Michael Bodson is president & CEO of The Depository Trust & Clearing Corporation (DTCC), one of the largest post-trade services companies in the US, processing upwards of $1.6tn in transactions annually.
In this opinion piece, Bodson writes about the need for collaboration among post-trade industry stakeholders as blockchain and distributed ledger applications see further testing and development.
In the 224 years since the Buttonwood Agreement in Lower Manhattan created the New York Stock & Exchange Board, the investment world has evolved into a highly complex but orchestrated global marketplace in which financial transactions are executed across borders and geographic regions in microseconds.
As trading technology has advanced, so too has the post-trade infrastructure that underpins the system.
While today’s market infrastructures are highly efficient, relatively low cost and, most importantly, stable and reliable enough to protect the integrity of today’s global markets, the reality is that many parts of the system were not created through intentional architecture and design and, in some cases, have become unnecessarily complex.
But just as technology has transformed the trading process, distributed ledger technology has the potential to do the very same to the post-trade environment, creating a new ecosystem that is more efficient and cost-effective and that further reduces risk for trading parties and, ultimately, the end investor.
When you look at today’s challenging regulatory and economic environments, it’s clear that the emergence of distributed ledger technology could not have come at a better time.
At the recent DTCC Blockchain Symposium, a diverse audience of nearly 500 people representing a cross-section of the industry, including large global banks and smaller firms, regulators, end users, investors, infrastructure providers, technologists, academics and fin-tech, shared a wide range of opinions on the topic.
During this event, there were three themes seemed to dominate the conversation:
1. Industry-wide collaboration
First, many of the speakers agreed that the industry should engage in a collaborative re-architecture of core processes and practices to ensure standardization.
Despite consensus on this point, what we have seen over the past year is a frenzy of activity – mostly uncoordinated – in research and development efforts.
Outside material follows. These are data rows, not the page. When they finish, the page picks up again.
PR #26, opened 2015-09-29
Support m.login.token

erikjohnston:
Support `m.login.token` login flow.

https://github.com/matrix-org/matrix-doc/blob/master/specification/1-client_server_api.rst#token-based


matrix-sdk/src/main/java/org/matrix/androidsdk/rest/client/LoginRestClient.java
```diff
@@ -75,4 +78,47 @@ public void success(JsonObject jsonObject, Response response) {
             }
         });
     }
+
+    /**
+     * Attempt a user/password log in.
+     * @param user the user name
+     * @param token the password
```
Kegsay: Is "password" really the right word here?

erikjohnston: Probably not

erikjohnston: done

Kegsay:
LGTM

PR #30, opened 2016-01-15
Add remote search

ylecollen:


ylecollen:
MessagesAdapter and MatrixMessageListFragment support null mRoom case.

Such behaviour is useful to display messages whereas the room is not known or dedicated to each message (e.g a search).

PR #34, opened 2016-02-16
Update gradle wrapper, built tools, roboelectric

mitchhentges:


mitchhentges:
Agh, this should go into `develop`

PR #35, opened 2016-02-16
Update gradle wrapper, built tools, roboelectric

mitchhentges:
* Roboelectric plugin not required for `3.0`
* `@Config` not necessary. TargetSdk is used. Why test `18` when we target `21`?


ara4n:
There seems to be some concern here about the newer targets not introducing regressions on Android's side - we'll test things against 21 to see if there was a good reason for the 18 emulation, and then merge.  thanks!

mitchhentges:
I finished the bump to SDK 23, [because the build tools have to match the SDK](https://github.com/matrix-org/matrix-android-console/pull/17#issuecomment-185317571), and build tools 21 aren't available anymore.

I removed a bunch of unused imports, because some of them included classes that don't exist in SDK 23

matrix-sdk/src/main/res/values/strings.xml
```diff
@@ -27,7 +27,7 @@
     <string name="notice_avatar_changed_too">(avatar was changed too)</string>
     <string name="notice_room_name_removed">%1$s removed the room name</string>
     <string name="notice_room_topic_removed">%1$s removed the room topic</string>
-    <string name="notice_event_redacted">redacted %$1s </string>
+    <string name="notice_event_redacted">redacted %1$s </string>
```
mitchhentges: Fix lint error

ylecollen:
We updated the SDK so this issue can be closed.

PR #36, opened 2016-02-16
[SYAND-171] Viewing app after network loss can temporarily break push notifications

mitchhentges:
https://matrix.org/jira/browse/SYAND-171

### DIFF
--- a/build_alpha.sh
+++ b/build_alpha.sh
@@ -1,3 +1,0 @@
-#!/bin/bash
-./gradlew clean build
-cp app/build/outputs/apk/app-alpha-matrixorg.apk ./alpha.apk
--- a/AUTHORS.rst
+++ b/AUTHORS.rst
@@ -1,11 +1,14 @@
 Joachim reigle <Joachim at matrix.org>
- * First implementations of the android client
+ * First implementation of the android client
 
 Kegan Dougal <kegan at matrix.org>
-  * Developpers
+ * Developer
 
 Yannick Le Collen <yannick at matrix.org>
-  * Developpers
+ * Developer
+
+Mitchell Hentges <mitchhentges at protonmail.com>
+ * Developer
 
 Matthew Hodgson <matthew at matrix.org>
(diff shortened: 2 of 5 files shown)


ara4n:
woo - thanks for that! are the build changes deliberate (removing build_alpha and abort on lint errors)? will let @ylecollen comment on the actual fix :) please feel free to add yourself to AUTHORS.rst too!

mitchhentges:
Gah, some of those build changes were deliberate. I was so excited that the small fix worked (after many hours of debugging) that I didn't check my PR after publishing

ylecollen:
I agree your fixed some sentences, removed some comments and so on

But your update does not fix the issue.

ylecollen:
This new update makes more sense but i'm afraid there is not the Kegan's issue (he talked about catchup in the logs).

I'm afraid this update does not fix all the cases.

build_alpha.sh
```diff
@@ -1,3 +0,0 @@
-#!/bin/bash
-./gradlew clean build
-cp app/build/outputs/apk/app-alpha-matrixorg.apk ./alpha.apk
```
ara4n: Why is build_alpha.sh being removed here?

mitchhentges: Because this is the SDK  project, and it can't produce an apk

ara4n: right - yup, looks like it's stale from before -console got split out into a separate project. but *please* do separate random stuff like this into seperate PRs in future, as it makes reviewing and merging much easier.

ara4n:
Right - conclusion seems to be that not resetting `isReady` every time that we try to query the push rules is a valid fix for SYAND-171: thanks @mitchhentges.  I'm slightly surprised that the code wasn't already explicitly handling the errors on the API callback, but i'm going to assume that `SimpleApiCallback` handles them sensibly.

Let's merge it. In future we'll want to improve how pushrules refresh are handled in general (especially when the server finally has a way to tell us when to update them!)

PR #75, opened 2016-09-06
Warning message when encrypted content is received (Fix #455)

pedroGitt:
Add specific message ("Encrypted message") when an encrypted message (m.room.encrypted) is received.
Should fix [#455](https://github.com/vector-im/vector-android/issues/455)


ylecollen:
LGTM

PR #77, opened 2016-09-07
Improve_notifications_management

ylecollen:
-> improve the compatibility between the web and the android client

The web client has 4 notification levels

1- All messages (lout)
2- All messages
3- Mention only
4- Mute

the android client has only 2 levels
1- Mute
2- Unmute

Web -> mobile
"All messages " and "All messages(loud)" will seen as Unmute
"Mention only" and "mute" will be seen as mute

Mobile update
Mute a room will set the "Mention only" rule
Unmute a room will set the "All messages" rule.


pedroGitt:
:+1:  LGTM

PR #80, opened 2016-09-12
fix_invalid_messages_indexes

ylecollen:
In some cases, the getView index is out ouf bound.
BY default, it used to provide the latest recycled one whereas it should warn the parent fragment that something went wrong.


pedroGitt:
LGTM

PR #81, opened 2016-09-20
Should fix

ylecollen:
https://github.com/vector-im/vector-android/issues/529
the unread notified messages are not properly cleared when the network connection is lost / unstable


pedroGitt:
LGTM

PR #82, opened 2016-09-20
Fix invalid member info preview #536

ylecollen:
should fix 
https://github.com/vector-im/vector-android/issues/536
The room preview does not always display the right member info


pedroGitt:
LGTM

PR #84, opened 2016-09-22
Fix OOM while saving

ylecollen:
Should fix issue
https://github.com/vector-im/vector-android/issues/540
All the store data is lost if there is an OOM error while saving it


pedroGitt:
LGTM

PR #85, opened 2016-09-23
fix_offline_retries_issues

ylecollen:
In some offline conditions, the unsent events were stuck when the network connection was retrieved.


pedroGitt:
:+1:  LGTM

Issue #1299, opened 2017-11-05
vision tab still uses 7.06 map


tobyfloyd:
the vision tab still uses the  7.06 mini map instead of the new 7.07 map.

howardchung:
do we have a new map image to use?

tobyfloyd:
yeah there is a new one.


you can find for example at the dota 2 wiki:


https://dota2.gamepedia.com/Minimap
https://dota2.gamepedia.com/File:Minimap_7.07.png





-----Ursprüngliche Mitteilung----- 
Von: Howard Chung <notifications@github.com>
An: odota/ui <ui@noreply.github.com>
Cc: tobyfloyd <rrealtobi@aol.com>; Author <author@noreply.github.com>
Verschickt: So, 5. Nov 2017 11:46
Betreff: Re: [odota/ui] vision tab still uses 7.06 map (#1299)



do we have a new map image to use?

PR #1300, opened 2017-11-06
updated map from 7.06 to 7.07 map

maxlefebvre:
Fixes issue #1299 

I hope I did this right, couldn't find a contributing.md


blukai:
But it will just replace map for previous patch. Match object has `patch` field and [dotaconstants](https://github.com/odota/dotaconstants/blob/master/build/patch.json) contains patch info, so I think we should use this.

maxlefebvre:
Looks I overlooked that issue. I could try to get the patch field if you think that's better. Another solution I think would work is that I add some consts for the previous maps and add those minimaps into the DotaMap folder like this. What do you think?

`// 10/31/2017 @ 5:00pm (UTC) - patch 7.07
const is707 = unixDate => unixDate > 1509426000;
// 12/13/2016 @ 5:00pm (UTC) - patch 7.00
const is700 = unixDate => unixDate > 1481648400 && unixDate < 1509426000;
// 12/16/2015 @ 5:00pm (UTC) - patch 6.86
const is686 = unixDate => unixDate > 1450242000 && unixDate < 1481648400;
// 09/25/2014 @ 5:00pm (UTC) - patch 6.82
const is682 = unixDate => unixDate > 1411621200 && unixDate < 1450242000;
// Before 09/25/2014 @ 5:00pm (UTC) - pre patch 6.82
const isPre682 = unixDate => unixDate < 1411621200;

// TODO make this a generic function that can determine which of multiple maps to use
const getUrl = (startTime) => {
  if (startTime === null || is707(startTime)) {
    return '/assets/images/dota2/map/detailed_707.png';
  }
  else if (startTime === null || is700(startTime)) {
    return '/assets/images/dota2/map/detailed_700.png';
  }
  else if (startTime === null || is686(startTime)) {
    return '/assets/images/dota2/map/detailed_686.png';
  }
  else if (startTime === null || is682(startTime)) {
    return '/assets/images/dota2/map/detailed_682.png';
  }
  else if (startTime === null || isPre682(startTime)) {
    return '/assets/images/dota2/map/detailed_pre682.png';
  }
  return '/assets/images/dota2/map/detailed.png';
};`

howardchung:
Yes, I believe that's the better way to go.  You can probably reduce the amount of code with a while loop with breaks, and also the patch date data is available in the dotaconstants files so you don't need to manually type in the times for each.

maxlefebvre:
Unfortunately, with school I'm not finding time to do this anymore, so ill push my changes which is the alternate/less efficient solution. You guys can either close the PR and let someone else implement it or merge it as a temp fix, it's up to you guys. Thanks

PR #1310, opened 2017-11-11
Determine which dota map to display from the patch the match was played in

### LINKED ISSUE #1299: vision tab still uses 7.06 map

jayantak:
fixes #1299


src/components/DotaMap/index.jsx
```diff
@@ -9,15 +10,26 @@ const setMapSizeStyle = (width, maxWidth) => ({
...
-const isPost700 = unixDate => unixDate > 1481648400;
+const dotaMaps = [
+  { patchName: '7.07', mapImage: '/assets/images/dota2/map/detailed_707.png' },
+  { patchName: '7.00', mapImage: '/assets/images/dota2/map/detailed_700.png' },
+  { patchName: '6.86', mapImage: '/assets/images/dota2/map/detailed_686.png' },
+  { patchName: '6.82', mapImage: '/assets/images/dota2/map/detailed_682.png' },
+  { patchName: '6.70', mapImage: '/assets/images/dota2/map/detailed_pre682.png' },
+];
+
+const defaultMap = '/assets/images/dota2/map/detailed.png';
```
howardchung: I think this is the pre_700 map from before.  Now we have more accurate maps.

I think the default should be the latest map `dotaMaps[0].mapImage`, and we should delete detailed.png

jayantak: Okay, sounds good

jayantak: Done

src/components/DotaMap/index.jsx
```diff
@@ -9,15 +10,25 @@ const setMapSizeStyle = (width, maxWidth) => ({
...
-// TODO make this a generic function that can determine which of multiple maps to use
 const getUrl = (startTime) => {
-  if (startTime === null || isPost700(startTime)) {
-    return '/assets/images/dota2/map/detailed_700.png';
+  if (startTime == null) return dotaMaps[0];
+  for (let i = 0; i < dotaMaps.length; i += 1) {
+    if (startTime >= patchDate[dotaMaps[i].patchName]) return dotaMaps[i].mapImage;
   }
-  return '/assets/images/dota2/map/detailed.png';
+  return dotaMaps[0];
```
howardchung: .mapImage

jayantak: Good catch, fixed

Issue #1294, opened 2017-11-01
Handle new heroes in Combat and Log Tabs 


ABigg:
Clicking the Combat or the Log tab in matches where the new heroes have been played results in this:

![opendotesbug](https://user-images.githubusercontent.com/33290444/32283778-f260e30e-beea-11e7-8a84-1dd3ee1a19b6.png)

The issue can also be replicated on Chrome:

![opendotabug2](https://user-images.githubusercontent.com/33290444/32283880-39ae9d50-beeb-11e7-8cdd-9ed8a3ec3851.png)

It doesn't seem to happen in matches where the new heroes were not played.

howardchung:
Issue is fixed by adding new heroes to hero list, but we should still handle this without crashing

Today, many banks and service providers are exploring how to leverage a consensus technology individually – an ironic twist that may help spark innovation but will also likely create a new and disconnected maze of distributed ledger silos based on different standards and with significant reconciliation challenges.
The end result may be a system with essentially the same challenges we have today.
A wiser approach is for the industry to coordinate efforts to develop the right architecture, prioritize the infrastructure building blocks and support focused and collaborative experiments to help the technology mature.
2. Standards and governance
Second, there is a need for the existing, regulated and trusted central authorities to play a leading role in introducing the standards, governance and technology to support distributed ledger implementations.
These organizations, working in partnership with a wide range of the industry, can help ensure that new opportunities truly enhance post-trade processing and are consistent with long-standing goals of mitigating risk, enhancing efficiencies and driving cost savings for market participants.
The critical role of governing and managing the standards, rules and trust boundaries must be managed with indisputable integrity and accountability, independent of any commercial conflicts.
By its very nature, blockchain requires open source, neutral protocols and standards to encourage widespread industry acceptance and implementation.
The Linux Foundation’s Hyperledger Project represents the type of collaborative effort needed to establish, build and sustain an open, distributed ledger platform that will satisfy a variety of use cases across multiple industries.
3. Defining white spaces
Third, the industry needs to forge consensus on identifying opportunities where implementing distributed ledger solutions are more cost effective than enhancing current processes with cloud computing technology or by standardizing workflows.
Many attendees at the Symposium agreed that the industry should explore targeted areas to improve upon the existing infrastructure where automation is limited or non-existent and where the technology provides a clear benefit over existing processes. It is only after that should the industry shift its focus to larger-scale opportunities.
In many ways, this reflects the approach we are taking at DTCC.
For example, we are working with Digital Asset to create and test a distributed ledger-based solution to manage the clearing and settlement of repo transactions. We have also teamed up with Axoni, four major banks and Markit to test using a distributed ledger to manage post-trade processes in the credit default swaps market.
While the hype around blockchain will likely continue to grow, especially as new experiments come to market, the most effective approach to fully realizing the benefits of this technology is to foster greater collaboration and coordination among industry participants, encourage central authorities to play a key role in developing the standards, governance and technology and reach consensus on areas of opportunity.
Further, though it is likely that wide-scale adoption of distributed ledger technology is still years from becoming reality, there is no denying that it has the potential to transform the post-trade landscape.